WHAT TO DO
The word "something" may appear in some lines of the data; copy every such line.

DATA RECORDS
════════

PR #9272, opened 2025-10-24
use admonition instead of toast for errors when appealing labels

BinaryFiddler:
https://github.com/user-attachments/assets/5289f41c-8e07-4b00-a1d9-7960395bddcf

### DIFF
--- a/src/components/moderation/LabelsOnMeDialog.tsx
+++ b/src/components/moderation/LabelsOnMeDialog.tsx
@@ -230,7 +230,7 @@ function AppealForm({
   const sourceName = labeler
     ? sanitizeHandle(labeler.creator.handle, '@')
     : label.src
-  const [error, setError] = useState<React.ReactNode>(null)
+  const [error, setError] = useState<string | null>(null)
 
   const {mutate, isPending} = useMutation({
     mutationFn: async () => {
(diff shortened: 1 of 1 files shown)


ThisIsMissEm:
Oooh, this looks nice, curious how it'd look on web though?

src/components/moderation/LabelsOnMeDialog.tsx
```diff
@@ -285,6 +298,11 @@ function AppealForm({
           </Trans>
         </Text>
       </View>
+      {error && (
+        <Admonition type="error" style={[a.mt_sm]}>
+          <Trans>{error}</Trans>
```
mozzius: `<Trans>` doesn't do anything here, can remove

src/components/moderation/LabelsOnMeDialog.tsx
```diff
@@ -228,6 +230,7 @@ function AppealForm({
   const sourceName = labeler
     ? sanitizeHandle(labeler.creator.handle, '@')
     : label.src
+  const [error, setError] = useState<React.ReactNode>(null)
```
mozzius: `_(msg``)` returns a string

```suggestion
  const [error, setError] = useState<string | null>(null)
```

src/components/moderation/LabelsOnMeDialog.tsx
```diff
@@ -252,8 +255,18 @@ function AppealForm({
       )
     },
     onError: err => {
+      if (err instanceof XRPCError) {
+        if (err.error === 'AlreadyAppealed') {
```
mozzius: if `err instanceof XRPCError` and `err.error !== 'AlreadyAppealed'`, it won't display anything - need to handle this case

BinaryFiddler:
> Oooh, this looks nice, curious how it'd look on web though?

Like this:

Screenshot 2025-10-27 at 1 10 26 PM

mozzius:
Lovely

PR #9273, opened 2025-10-26
Add android ripple effect to images in feed

### LINKED ISSUE #3821: Add an ink-ripple-on-touch effect to images

On mobile, pressing on an image in a post to expand it feels very awkward, there's no feedback and since there's usually a big delay until the image opens I'm usually not sure if I actually pressed it or not.

I think a Material style Ink ripple or something similar would make a big difference, that's how it is on twitter and it feels much better

mozzius:
Fixes #3821 

A bit of style :)

https://github.com/user-attachments/assets/b025c9f9-e9d2-4099-959b-032d23a5a7af


ledlamp:
This is terrible!!! It keeps doing the effect when touching images while scrolling! So annoying!

Issue #7452, opened 2025-01-14
Rotate images cleanly on mobile


prohr:
### Steps to Reproduce

To feel fully immersive, rotating an image should smoothly toggle only the size + orientation (in a single step).  Unlike the simple fix which was landed to close #624, please don't also reset other things about the view state (like whether the alt text + controls are displayed)

1. Tap on a wide image to display fullscreen (portrait)
2. Tap once to get rid of alt text + controls
3. Rotate device
4. Rotate device back

Expected behavior:

3a. Immediately see fullscreen landscape image
4a. Immediately see fullscreen portrait image

Actual behavior:

3a. Brief peek at missized landscape image
3b. Image resizes correctly, but underneath alt text + controls 
3c. Tap to get rid of the overlay

4a, 4b, 4c.  Similar multistep process for portrait

### Attachments

https://github.com/user-attachments/assets/3d69cdad-365c-48c2-91fc-4451c5e17c8d

Rotating the image here:

https://bsky.app/profile/carlbergstrom.com/post/3lfh2vt36ys2e

### What platform(s) does this occur on?

Android

### Device Info

Pixel 6a

### What version of the app are you using?

Build version: 1.96.3.507; Bundle info: 9f075b1 (prod); Bundle date: 24123121; Platform: android; Platform version: 34

### Additional Information

The two-step resizing effect seems to be more noticeable for images which don't have alt text+/or which have a less square aspect ratio

It's also worth considering how to handle rotation when the image is already zoomed in.  Simplest implementation would rezoom to fit the new viewport (fullscreen).  More immersive implementations might try to preserve the zoom level +/or focal point (but have special cases to consider when that doesn't "fit")

prohr:
Update:  Figured out at least one root cause for the flicker. 

1. Choose a post with multiple images
2. Tap twice to make first image full screen 
3. Scroll to say the third one 
4. Rotate your device

Expected behavior:

5.  Uncaptioned 3rd image rotates + resizes smoothly 

Actual behavior:

5a. Uncaptioned 3rd image rotates without resizing 
5b. Captioned 1st image displays at the correct size 

Whoops!

prohr:
Video of the second repro case[](url)

https://github.com/user-attachments/assets/e8825655-5f85-4330-8799-36dbe92c88b4

PR #9279, opened 2025-10-27
Keep image index when rotating lightbox

mozzius:
Lifts state out of the inner part of the lightbox that gets recreated via key when rotating


prohr:
When testing, can you check whether this will also resolve #7452?

( Specifically, toggling the caption +/or zoom states )

PR #9283, opened 2025-10-27
Add display of pronouns when composing replies

ThisIsMissEm:
When replying to a post where the account that posted it has a pronouns field, display their pronouns next to their display name / handle.

Screenshot 2025-10-27 at 19 59 53

This is the most minimal step towards integrating the [new pronouns field](https://github.com/bluesky-social/atproto/pull/4232) into the social-app, it doesn't allow adding a pronoun yet, just displaying them if present.

There is a case where this would be hard to support, which is when you click the `ComposeBtn` from a profile page. Ideally there we'd show something above the composer saying "Mentioning [display name / handle] (pronouns)" and then hide that if they backspaced out the mention text. But that would be much more difficult to implement, since the `ComposeBtn` doesn't actually pass through a mention to the actor, [just their handle](https://github.com/bluesky-social/social-app/blob/bd17f0481054f23aa2e0bb5aecf88566fdfe9d6a/src/view/shell/desktop/LeftNav.tsx#L563) as a string, if their handle is valid.

Someone's also mentioned to me that it'd be useful when composing quote posts, but I'm not sure there's a good way to add it without redesigning the quote post in the composer to split display name and handle to separate lines?
Existing quote post composer

### DIFF
--- a/src/view/com/composer/ComposerReplyTo.tsx
+++ b/src/view/com/composer/ComposerReplyTo.tsx
@@ -108,6 +108,18 @@ export function ComposerReplyTo({replyTo}: {replyTo: ComposerOptsPostRef}) {
               replyTo.author.displayName ||
                 sanitizeHandle(replyTo.author.handle),
             )}
+            {typeof replyTo.author.pronouns === 'string' && (
+              <Text
+                style={[
+                  a.pl_xs,
+                  a.font_normal,
+                  a.flex_shrink,
+                  t.atoms.text_contrast_medium,
+                ]}
+                numberOfLines={1}>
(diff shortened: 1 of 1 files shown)


ThisIsMissEm:
Interestingly, the work that would be needed to enable displaying pronouns in the composer when mentioning from profile would be the same, or at least similar to, that which would be needed for getting that initial mention to be rendered as an `@mention` correctly in the compose, I think?

Currently it displays that first mention as text rather than a highlighted mention, though I'm not 100% sure why. (I did try adding a mention facet to the initial richtext but that still didn't result in correct rendering)

Screenshot 2025-10-27 at 21 13 50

════════

YOUR RESPONSE
I think a Material style Ink ripple or something similar would make a big difference, that's how it is on twitter and it feels much better
There is a case where this would be hard to support, which is when you click the `ComposeBtn` from a profile page. Ideally there we'd show something above the composer saying "Mentioning [display name / handle] (pronouns)" and then hide that if they backspaced out the mention text. But that would be much more difficult to implement, since the `ComposeBtn` doesn't actually pass through a mention to the actor, [just their handle](https://github.com/bluesky-social/social-app/blob/bd17f0481054f23aa2e0bb5aecf88566fdfe9d6a/src/view/shell/desktop/LeftNav.tsx#L563) as a string, if their handle is valid.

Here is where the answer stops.